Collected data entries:

=-=-=-=-=

PR #1022, opened 2017-07-04
Network.py: Change ping order

persianpros:
google.com is accessible all over the world but .nl not, Also google is much faster for the tests.

### DIFF
--- a/lib/python/Components/Network.py
+++ b/lib/python/Components/Network.py
@@ -419,7 +419,7 @@ class Network:
 	def checkNetworkState(self,statecallback):
 		self.NetworkState = 0
 		self.pingConsole = Console()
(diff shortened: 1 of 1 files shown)


littlesat:
Not really required....

WanWizard:
Just a question from a Python n00b: does that for loop try all three, always, or does it quit after the first correct response?

If it always tests all three, this PR is indeed not required, if it bails out after success, it will definitely be faster in some parts of the world.

persianpros:
I did test this myself and it was faster than before.
I don't know why littlesat closed this simple request :(

WanWizard:
I got that from the intial PR comment, I was just wondering WHY it was faster, because looking at the code, as I undestand it, it checks all three anyway...

PR #1027, opened 2017-07-05
Language.py: Fix possible GSOD

persianpros:


littlesat:
As we cannot find how to trigger this possible GSOD... I did not merge this one....

PR #1037, opened 2017-07-11
Plugin SoftwareManager: fix packet parsing in PacketManager

Taapat:
opkg list now print description in several rows,
therefore, no longer working division by ' - '.
If no ' - ' in the text, assume that this is the description
and therefore add this text to the last packet description.

Before fix:
screenshot

After fix:
screenshot_1


littlesat:
I think this one should not be in rc.... We also consider to remove the software manager.... When merged then for develop.

Taapat:
I know that you want to remove it.
But this can not be the reason that offer a broken plugin with bug in image at this moment.

WanWizard:
I agree it's a bug fix.

PR #1900, opened 2018-12-18
- Make skin xmls to be searched by default in current skin directory

DimitarCC:
@littlesat Try this one. I hope now will be useful for you.
Sometimes github really frustrates me.


littlesat:
Exactly ;)

PR #1912, opened 2018-12-23
Fix creation of ap/sc files for channels using h265

betacentauri:
In this commit the streamtype for h265 was changed from 6 to 7:
https://github.com/OpenPLi/enigma2/commit/9dde0228ca1d85ccb7c7fc9ed2af9ebd08b5c8f4


athoik:
Great! 👍  (and sorry)

Maybe we can avoid harcoded value with eDVBPMTParser::videoStream::vtH265_HEVC instead?

PR #1914, opened 2018-12-23
pvrparse: use video enumeration from eDVBVideo class

athoik:
This will prevent unwanted fails with hardcoded values in the future.

### DIFF
--- a/lib/dvb/decoder.h
+++ b/lib/dvb/decoder.h
@@ -40,7 +40,7 @@ private:
 	int m_width, m_height, m_framerate, m_aspect, m_progressive, m_gamma;
 	static int readApiSize(int fd, int &xres, int &yres, int &aspect);
 public:
-	enum { MPEG2, MPEG4_H264, VC1 = 3, MPEG4_Part2, VC1_SM, MPEG1, H265_HEVC, AVS = 16 };
+	enum { UNKNOWN = -1, MPEG2, MPEG4_H264, VC1 = 3, MPEG4_Part2, VC1_SM, MPEG1, H265_HEVC, AVS = 16 };
 	eDVBVideo(eDVBDemux *demux, int dev);
 	void stop();
 	int startPid(int pid, int type=MPEG2);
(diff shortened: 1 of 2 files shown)


betacentauri:
I only don’t like this “m_streamtype < eDVBVideo::MPEG2” very much. What is smaller than mpeg2? With the “unknown” comment it’s understandable. Maybe use “m_streamtype == -1”, but this also not perfect. 
Let’s see what the others think. 
Thanks for looking into it!

WanWizard:
This is above my "paygrade", I don't have the knowledge to review this.

eriksl:
Agree with betacentauri. A set does conceptually not have an order, so comparing numerically does not have a semantic value. Even more, the contents of the set should not even be treated as having numerical representations, that's just a shortcoming of C(++) ;-)

eriksl:
I see a structure like this:

**if(streamtype < ...::mpeg2) // invalid**
{
    ....
}

switch(streamtype)
{
    case(...):
    ...
    case(...):
}

Why not rewrite this into something like:

switch(streamtype)
{
    case(...):
    ....
    case(...):
    ...
    case(...):
    ...
    **default:**
}

You can even have gcc warn or err on switches missing case statements for certain enum values.

pieterg:
note: the 'if () //invalid' is not part of the switch, it is applied before the switch to fill in the codec id if it is is still unknown at that point. So I'd not move that to a default clause, to maintain readability.

> You can even have gcc warn or err on switches missing case statements for certain enum values.

Indeed, that would help to make sure each newly added codec in the enum gets added into the switch as well.
But only if you omit the default clause.
(so we might have to get rid of that, it doesn't do anything except logging an error at the moment)

eriksl:
Even better, +1.

betacentauri:
Looks ok for me now.

WanWizard:
So this can be merged?

athoik:
Let's wait another ok from @eriksl or @pieterg.

Then squash and merge!

eriksl:
I agree, let's wait for @pieterg

pieterg:
Looks good to me

eriksl:
Nice, thx all!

=-=-=-=-=

Aim of the task: Each line above needs to be written out again exactly.

Response to this exercise:
PR #1022, opened 2017-07-04
Network.py: Change ping order

persianpros:
google.com is accessible all over the world but .nl not, Also google is much faster for the tests.

### DIFF
--- a/lib/python/Components/Network.py
+++ b/lib/python/Components/Network.py
@@ -419,7 +419,7 @@ class Network:
 	def checkNetworkState(self,statecallback):
 		self.NetworkState = 0
 		self.pingConsole = Console()
(diff shortened: 1 of 1 files shown)


littlesat:
Not really required....

WanWizard:
Just a question from a Python n00b: does that for loop try all three, always, or does it quit after the first correct response?

If it always tests all three, this PR is indeed not required, if it bails out after success, it will definitely be faster in some parts of the world.

persianpros:
I did test this myself and it was faster than before.
I don't know why littlesat closed this simple request :(

WanWizard:
I got that from the intial PR comment, I was just wondering WHY it was faster, because looking at the code, as I undestand it, it checks all three anyway...

PR #1027, opened 2017-07-05
Language.py: Fix possible GSOD

persianpros:


littlesat:
As we cannot find how to trigger this possible GSOD... I did not merge this one....

PR #1037, opened 2017-07-11
Plugin SoftwareManager: fix packet parsing in PacketManager

Taapat:
opkg list now print description in several rows,
therefore, no longer working division by ' - '.
If no ' - ' in the text, assume that this is the description
and therefore add this text to the last packet description.

Before fix:
screenshot

After fix:
screenshot_1


littlesat:
I think this one should not be in rc.... We also consider to remove the software manager.... When merged then for develop.

Taapat:
I know that you want to remove it.
But this can not be the reason that offer a broken plugin with bug in image at this moment.

WanWizard:
I agree it's a bug fix.

PR #1900, opened 2018-12-18
- Make skin xmls to be searched by default in current skin directory

DimitarCC:
@littlesat Try this one. I hope now will be useful for you.
Sometimes github really frustrates me.


littlesat:
Exactly ;)

PR #1912, opened 2018-12-23
Fix creation of ap/sc files for channels using h265

betacentauri:
In this commit the streamtype for h265 was changed from 6 to 7:
https://github.com/OpenPLi/enigma2/commit/9dde0228ca1d85ccb7c7fc9ed2af9ebd08b5c8f4


athoik:
Great! 👍  (and sorry)

Maybe we can avoid harcoded value with eDVBPMTParser::videoStream::vtH265_HEVC instead?

PR #1914, opened 2018-12-23
pvrparse: use video enumeration from eDVBVideo class

athoik:
This will prevent unwanted fails with hardcoded values in the future.

### DIFF
--- a/lib/dvb/decoder.h
+++ b/lib/dvb/decoder.h
@@ -40,7 +40,7 @@ private:
 	int m_width, m_height, m_framerate, m_aspect, m_progressive, m_gamma;
 	static int readApiSize(int fd, int &xres, int &yres, int &aspect);
 public:
-	enum { MPEG2, MPEG4_H264, VC1 = 3, MPEG4_Part2, VC1_SM, MPEG1, H265_HEVC, AVS = 16 };
+	enum { UNKNOWN = -1, MPEG2, MPEG4_H264, VC1 = 3, MPEG4_Part2, VC1_SM, MPEG1, H265_HEVC, AVS = 16 };
 	eDVBVideo(eDVBDemux *demux, int dev);
 	void stop();
 	int startPid(int pid, int type=MPEG2);
(diff shortened: 1 of 2 files shown)


betacentauri:
I only don’t like this “m_streamtype < eDVBVideo::MPEG2” very much. What is smaller than mpeg2? With the “unknown” comment it’s understandable. Maybe use “m_streamtype == -1”, but this also not perfect. 
Let’s see what the others think. 
Thanks for looking into it!

WanWizard:
This is above my "paygrade", I don't have the knowledge to review this.

eriksl:
Agree with betacentauri. A set does conceptually not have an order, so comparing numerically does not have a semantic value. Even more, the contents of the set should not even be treated as having numerical representations, that's just a shortcoming of C(++) ;-)

eriksl:
I see a structure like this:

**if(streamtype < ...::mpeg2) // invalid**
{
    ....
}

switch(streamtype)
{
    case(...):
    ...
    case(...):
}

Why not rewrite this into something like:

switch(streamtype)
{
    case(...):
    ....
    case(...):
    ...
    case(...):
    ...
    **default:**
}

You can even have gcc warn or err on switches missing case statements for certain enum values.

pieterg:
note: the 'if () //invalid' is not part of the switch, it is applied before the switch to fill in the codec id if it is is still unknown at that point. So I'd not move that to a default clause, to maintain readability.

> You can even have gcc warn or err on switches missing case statements for certain enum values.

Indeed, that would help to make sure each newly added codec in the enum gets added into the switch as well.
But only if you omit the default clause.
(so we might have to get rid of that, it doesn't do anything except logging an error at the moment)

eriksl:
Even better, +1.

betacentauri:
Looks ok for me now.

WanWizard:
So this can be merged?

athoik:
Let's wait another ok from @eriksl or @pieterg.

Then squash and merge!

eriksl:
I agree, let's wait for @pieterg

pieterg:
Looks good to me

eriksl:
Nice, thx all!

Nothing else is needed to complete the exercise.